PR #100, opened 2026-09-12
feat(core): an application EventBus over EventTarget

### LINKED ISSUE #93: Add an application EventBus
Add an application EventBus

I think Dunx should provide a built-in application event system (EventBus).

In mainstream backend frameworks such as Spring Boot, application events are a common way to decouple different parts of an application. Instead of having one service directly depend on another service, a service can publish an event and let other components react to it.

For example:

eventBus.emit(new UserCreatedEvent(user))

And another component can subscribe to it:

@OnEvent(UserCreatedEvent)
async handle(event: UserCreatedEvent) {
  // ...
}

This could be useful for scenarios such as:

Decoupling modules
Audit logging
Notifications
Sending WebSocket events
Triggering background jobs
Integrating with message queues

Ideally, the EventBus could have a simple in-process implementation by default, while allowing other implementations such as Redis or a message queue to be used when distributed event processing is needed.

I think an EventBus would fit naturally into Dunx's existing DI and module system and provide a simple, framework-level mechanism for application-level decoupling.

petarzarkov:
Closes #93.

`EventBus`, `AppEvent`, `@OnEvent`, `EventRegistry` and `EventBusModule` in `@dunx/core`, over one `EventTarget`. Zero dependencies still.

Two decisions worth a look:

- **`emit()` awaits handlers, and never rejects.** `dispatchEvent` discards a listener's returned promise, so the bus collects it: an `async` handler is awaited without `waitUntil`, and `waitUntil` stays for a sync handler that starts work it does not return. A throwing subscriber is counted on its subscription, logged at `error`, and carried on the returned `EventDispatch`; `throwIfFailed()` opts into rethrowing.
- **The module-graph walk moved down.** `discoverMarked` in `@dunx/core` replaces the copy in `@dunx/infra`'s job and schedule discovery, and both now resolve each handler through the module that declares it rather than through `app.get()` alone.

No Redis or queue backend: durable events stay `@JobHandler`, cross-node fan-out stays `PubSubRelay`, and [the guide](docs/guide/26-events.md) says so.

`examples/full/src/events/` is example-only; no `create-app` feature names it.

## Summary by CodeRabbit

- **New Features**
  - Added an in-process event system with event publishing, asynchronous subscribers, one-time subscriptions, cancellation, and delivery results.
  - Added decorator-based event handlers and subscription monitoring, including handled and failed delivery counts.
  - Added a lifecycle phase that wires event handlers before initialization.
  - Added a complete events example with order notifications, audit records, and subscription status endpoints.

- **Documentation**
  - Added an Events guide and updated lifecycle documentation and navigation.

- **Tests**
  - Added coverage for asynchronous delivery, failures, nested events, cancellation, and initialization ordering.


packages/core/src/events/bus.ts
```diff
@@ -0,0 +1,212 @@
...
+    this.#target.addEventListener(
+      type,
+      (raw: Event) => {
+        this.#deliver(
+          subscription,
+          handler as EventHandler<AppEvent>,
+          raw as AppEvent,
+        );
+      },
+      { signal, once: options.once === true },
```
dunxonu: A `once: true` subscription is removed by the native `EventTarget` `once` option, but the subscription's own `AbortController` is never aborted, so `EventSubscription.active` reports `true` forever after the handler has already fired and been unregistered.

**How it fails:** `const sub = bus.once(OrderPlaced, fn)` (or `@OnEvent(X, { once: true })`, wired the same way in registry.ts); after one `emit`, the listener is gone (fn will never run again) but `sub.active` still returns `true` indefinitely. Any code that checks `active` to decide whether a handler is still live (dashboards, tests, `EventRegistry` consumers) is misled; `examples/full/src/events/notifications.service.ts`'s `@OnEvent(OrderSettled, { once: true })` handler produces exactly this state with no test covering it.

packages/infra/src/queue/discover.ts
```diff
@@ -95,26 +94,13 @@ export const assertNoDuplicateJobs = (
  */
 export const discoverJobs = (
   modules: readonly ResolvedModule[],
-  resolve: (token: InjectionToken<unknown>) => unknown,
+  resolve: (token: InjectionToken<unknown>, from: ModuleRef) => unknown,
```
dunxonu: `discoverJobs`/`selectJobs`'s `resolve` signature was widened to `(token, from) => unknown` for module-scoped resolution (matching `discoverMarked`'s new contract, and mirroring what `ScheduleRunner` was updated to do), but every real call site still passes a single-argument resolver that ignores `from`.

**How it fails:** `packages/infra/src/queue/worker.ts:427` and `:470`, and `packages/infra/src/queue/processor.ts:114`, all call `selectJobs(modules, (token) => app.get(token), ...)`. A job-handler class bound differently in two modules (the exact scenario `packages/core/src/di/marked.ts`'s `discoverMarked` doc says this parameter fixes, and which `registry.test.ts` explicitly tests for events) still resolves via whichever scope `app.get(token)` answers first for queue jobs, silently defeating the new module-scoped guarantee the widened signature implies is now honored.

docs/guide/26-events.md
```diff
@@ -0,0 +1,148 @@
...
+`active`.
+
+Discovery walks the prototype chains of the classes each module declares in
+`providers` and `controllers`, so a handler needs no second registration and an
+abstract base's marked methods are inherited by every subclass. A value or
+factory provider is not scanned: put handlers on a class provider.
+
+## Limits
+
+Handlers are wired during `onInit`. An event emitted from a constructor reaches
```
dunxonu: The guide states "Handlers are wired during `onInit`. An event emitted from a constructor reaches nobody," implying emitting from `onInit` or later is safe, but subscription wiring order depends on module-import order (`EventBusModule`'s `EventRegistry.onInit()` runs only after providers earlier in that order have already had their own `onInit` called).

**How it fails:** `@Module({ imports: [OrdersModule, EventBusModule] })` where a service in `OrdersModule` emits an event from its own `onInit`: because `OrdersModule` precedes `EventBusModule` in import order, `injector.instances` (and therefore `onInit` calls, per `packages/core/src/di/app.ts:316-317`) reaches `Orders` before `EventRegistry` has subscribed anything, so the emit reaches zero listeners and `EventDispatch.ok` still reports `true` - silently dropped, exactly the case the guide's wording says is already covered by moving past the constructor.

dunxonu (commented):

packages/core/src/events/bus.ts
```diff
@@ -0,0 +1,219 @@
...
+        if (options.once === true) controller.abort();
+        this.#deliver(
+          subscription,
+          handler as EventHandler<AppEvent>,
+          raw as AppEvent,
+        );
+      },
+      { signal, once: options.once === true },
+    );
+
```
dunxonu, line 113: EventBus.on() passes both `once: true` to addEventListener and manually calls controller.abort() inside the listener for the same subscription, so two independent mechanisms perform the same single-shot removal.

**How it fails:** The manual `controller.abort()` (needed to make `subscription.active` report false, since native `once` leaves the controller untouched) already deregisters the listener via the combined AbortSignal - the `once: true` flag passed alongside it does no additional work and only obscures which mechanism is actually responsible for removal.

packages/core/src/events/module.ts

::::

▶ _What you should do_
Nothing but the lines above from the one containing "- **The module-graph" through the one containing "- Added a lifecycle" should appear in the answer, each repeated exactly.

▶ _Solution_
- **The module-graph walk moved down.** `discoverMarked` in `@dunx/core` replaces the copy in `@dunx/infra`'s job and schedule discovery, and both now resolve each handler through the module that declares it rather than through `app.get()` alone.

No Redis or queue backend: durable events stay `@JobHandler`, cross-node fan-out stays `PubSubRelay`, and [the guide](docs/guide/26-events.md) says so.

`examples/full/src/events/` is example-only; no `create-app` feature names it.

## Summary by CodeRabbit

- **New Features**
  - Added an in-process event system with event publishing, asynchronous subscribers, one-time subscriptions, cancellation, and delivery results.
  - Added decorator-based event handlers and subscription monitoring, including handled and failed delivery counts.
  - Added a lifecycle phase that wires event handlers before initialization.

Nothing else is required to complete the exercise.